:: Data for the task

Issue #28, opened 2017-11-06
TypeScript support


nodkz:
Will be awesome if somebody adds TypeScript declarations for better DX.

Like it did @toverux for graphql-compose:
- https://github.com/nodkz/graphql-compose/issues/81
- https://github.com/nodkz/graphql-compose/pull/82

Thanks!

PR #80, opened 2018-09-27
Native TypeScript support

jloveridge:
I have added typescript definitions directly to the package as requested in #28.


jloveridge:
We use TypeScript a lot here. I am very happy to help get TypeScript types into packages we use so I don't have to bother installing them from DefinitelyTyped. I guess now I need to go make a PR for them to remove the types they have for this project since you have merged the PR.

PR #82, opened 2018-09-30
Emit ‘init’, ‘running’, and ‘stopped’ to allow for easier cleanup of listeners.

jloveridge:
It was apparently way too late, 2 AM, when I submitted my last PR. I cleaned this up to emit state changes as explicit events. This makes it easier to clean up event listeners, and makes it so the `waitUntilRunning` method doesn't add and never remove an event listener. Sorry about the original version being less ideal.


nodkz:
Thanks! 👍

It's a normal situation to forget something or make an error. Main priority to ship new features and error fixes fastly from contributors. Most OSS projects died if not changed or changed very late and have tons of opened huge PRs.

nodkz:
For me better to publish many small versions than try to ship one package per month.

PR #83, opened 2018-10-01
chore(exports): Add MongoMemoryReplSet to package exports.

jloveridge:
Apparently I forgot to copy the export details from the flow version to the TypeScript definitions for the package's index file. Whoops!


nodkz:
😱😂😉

::::
:: Data for the task

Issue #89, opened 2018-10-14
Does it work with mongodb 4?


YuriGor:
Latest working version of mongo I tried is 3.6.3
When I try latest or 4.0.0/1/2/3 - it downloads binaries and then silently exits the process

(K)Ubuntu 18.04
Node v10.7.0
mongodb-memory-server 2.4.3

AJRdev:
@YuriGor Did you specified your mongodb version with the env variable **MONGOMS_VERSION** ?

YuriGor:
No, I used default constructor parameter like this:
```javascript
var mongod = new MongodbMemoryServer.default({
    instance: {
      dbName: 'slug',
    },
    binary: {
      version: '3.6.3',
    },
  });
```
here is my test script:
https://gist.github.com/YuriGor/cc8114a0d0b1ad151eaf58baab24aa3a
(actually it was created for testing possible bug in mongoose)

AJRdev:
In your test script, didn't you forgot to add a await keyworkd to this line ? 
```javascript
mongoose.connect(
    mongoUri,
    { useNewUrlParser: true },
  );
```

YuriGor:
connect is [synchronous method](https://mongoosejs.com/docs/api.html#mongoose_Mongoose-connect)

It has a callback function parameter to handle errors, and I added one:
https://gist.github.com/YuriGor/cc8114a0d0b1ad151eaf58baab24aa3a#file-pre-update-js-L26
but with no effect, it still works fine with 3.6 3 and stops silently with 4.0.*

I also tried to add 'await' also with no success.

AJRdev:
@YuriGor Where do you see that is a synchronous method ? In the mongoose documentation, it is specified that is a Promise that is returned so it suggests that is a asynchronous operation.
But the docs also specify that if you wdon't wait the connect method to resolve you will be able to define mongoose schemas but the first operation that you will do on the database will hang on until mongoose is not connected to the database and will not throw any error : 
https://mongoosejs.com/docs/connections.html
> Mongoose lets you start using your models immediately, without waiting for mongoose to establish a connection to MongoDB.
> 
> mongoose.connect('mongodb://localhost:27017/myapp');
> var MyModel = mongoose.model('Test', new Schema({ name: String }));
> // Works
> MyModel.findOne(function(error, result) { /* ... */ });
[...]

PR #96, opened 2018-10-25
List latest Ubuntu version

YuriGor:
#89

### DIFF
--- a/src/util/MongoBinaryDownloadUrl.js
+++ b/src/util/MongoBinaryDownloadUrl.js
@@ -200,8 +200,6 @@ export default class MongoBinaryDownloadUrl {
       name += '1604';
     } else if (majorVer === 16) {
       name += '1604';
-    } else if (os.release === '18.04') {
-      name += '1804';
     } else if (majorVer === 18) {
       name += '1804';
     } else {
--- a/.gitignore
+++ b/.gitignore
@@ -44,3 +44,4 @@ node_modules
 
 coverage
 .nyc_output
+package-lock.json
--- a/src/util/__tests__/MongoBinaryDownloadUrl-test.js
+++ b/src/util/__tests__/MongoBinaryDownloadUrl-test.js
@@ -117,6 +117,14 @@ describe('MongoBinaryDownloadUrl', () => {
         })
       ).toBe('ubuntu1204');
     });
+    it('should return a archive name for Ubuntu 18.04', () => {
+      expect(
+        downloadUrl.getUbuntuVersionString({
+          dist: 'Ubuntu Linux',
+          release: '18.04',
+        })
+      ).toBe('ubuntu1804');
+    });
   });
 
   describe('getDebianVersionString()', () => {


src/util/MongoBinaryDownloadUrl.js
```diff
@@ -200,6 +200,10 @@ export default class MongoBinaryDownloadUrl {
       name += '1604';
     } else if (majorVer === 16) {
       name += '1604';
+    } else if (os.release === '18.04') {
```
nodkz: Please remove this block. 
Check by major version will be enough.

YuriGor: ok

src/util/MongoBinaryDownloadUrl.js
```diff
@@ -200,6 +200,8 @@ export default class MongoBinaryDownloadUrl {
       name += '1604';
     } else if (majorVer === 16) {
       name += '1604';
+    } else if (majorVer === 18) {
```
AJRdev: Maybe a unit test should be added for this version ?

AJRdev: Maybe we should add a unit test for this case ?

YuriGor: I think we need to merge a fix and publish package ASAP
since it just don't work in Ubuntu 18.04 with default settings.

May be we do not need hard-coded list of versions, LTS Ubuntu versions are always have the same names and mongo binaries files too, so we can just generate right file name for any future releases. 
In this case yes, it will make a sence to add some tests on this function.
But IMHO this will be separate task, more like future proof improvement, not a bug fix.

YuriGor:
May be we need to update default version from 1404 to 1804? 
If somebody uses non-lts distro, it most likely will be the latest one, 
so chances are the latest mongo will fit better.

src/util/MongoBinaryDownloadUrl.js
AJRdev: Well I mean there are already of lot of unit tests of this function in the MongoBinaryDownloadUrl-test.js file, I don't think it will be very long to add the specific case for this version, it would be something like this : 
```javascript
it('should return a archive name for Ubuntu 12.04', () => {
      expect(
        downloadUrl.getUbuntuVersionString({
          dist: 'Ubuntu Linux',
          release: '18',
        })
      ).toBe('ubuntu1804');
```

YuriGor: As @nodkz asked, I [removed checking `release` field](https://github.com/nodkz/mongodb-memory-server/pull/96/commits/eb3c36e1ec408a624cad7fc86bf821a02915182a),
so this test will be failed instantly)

::::

What this task involves> Taking the records above, retype every line from the one with "Node v10.7.0" down to the one with "PR #96, opened 2018-10-25", exactly and with nothing else.

Answer for the task>
Node v10.7.0
mongodb-memory-server 2.4.3

AJRdev:
@YuriGor Did you specified your mongodb version with the env variable **MONGOMS_VERSION** ?

YuriGor:
No, I used default constructor parameter like this:
```javascript
var mongod = new MongodbMemoryServer.default({
    instance: {
      dbName: 'slug',
    },
    binary: {
      version: '3.6.3',
    },
  });
```
here is my test script:
https://gist.github.com/YuriGor/cc8114a0d0b1ad151eaf58baab24aa3a
(actually it was created for testing possible bug in mongoose)

AJRdev:
In your test script, didn't you forgot to add a await keyworkd to this line ? 
```javascript
mongoose.connect(
    mongoUri,
    { useNewUrlParser: true },
  );
```

YuriGor:
connect is [synchronous method](https://mongoosejs.com/docs/api.html#mongoose_Mongoose-connect)

It has a callback function parameter to handle errors, and I added one:
https://gist.github.com/YuriGor/cc8114a0d0b1ad151eaf58baab24aa3a#file-pre-update-js-L26
but with no effect, it still works fine with 3.6 3 and stops silently with 4.0.*

I also tried to add 'await' also with no success.

AJRdev:
@YuriGor Where do you see that is a synchronous method ? In the mongoose documentation, it is specified that is a Promise that is returned so it suggests that is a asynchronous operation.
But the docs also specify that if you wdon't wait the connect method to resolve you will be able to define mongoose schemas but the first operation that you will do on the database will hang on until mongoose is not connected to the database and will not throw any error : 
https://mongoosejs.com/docs/connections.html
> Mongoose lets you start using your models immediately, without waiting for mongoose to establish a connection to MongoDB.
> 
> mongoose.connect('mongodb://localhost:27017/myapp');
> var MyModel = mongoose.model('Test', new Schema({ name: String }));
> // Works
> MyModel.findOne(function(error, result) { /* ... */ });
[...]

PR #96, opened 2018-10-25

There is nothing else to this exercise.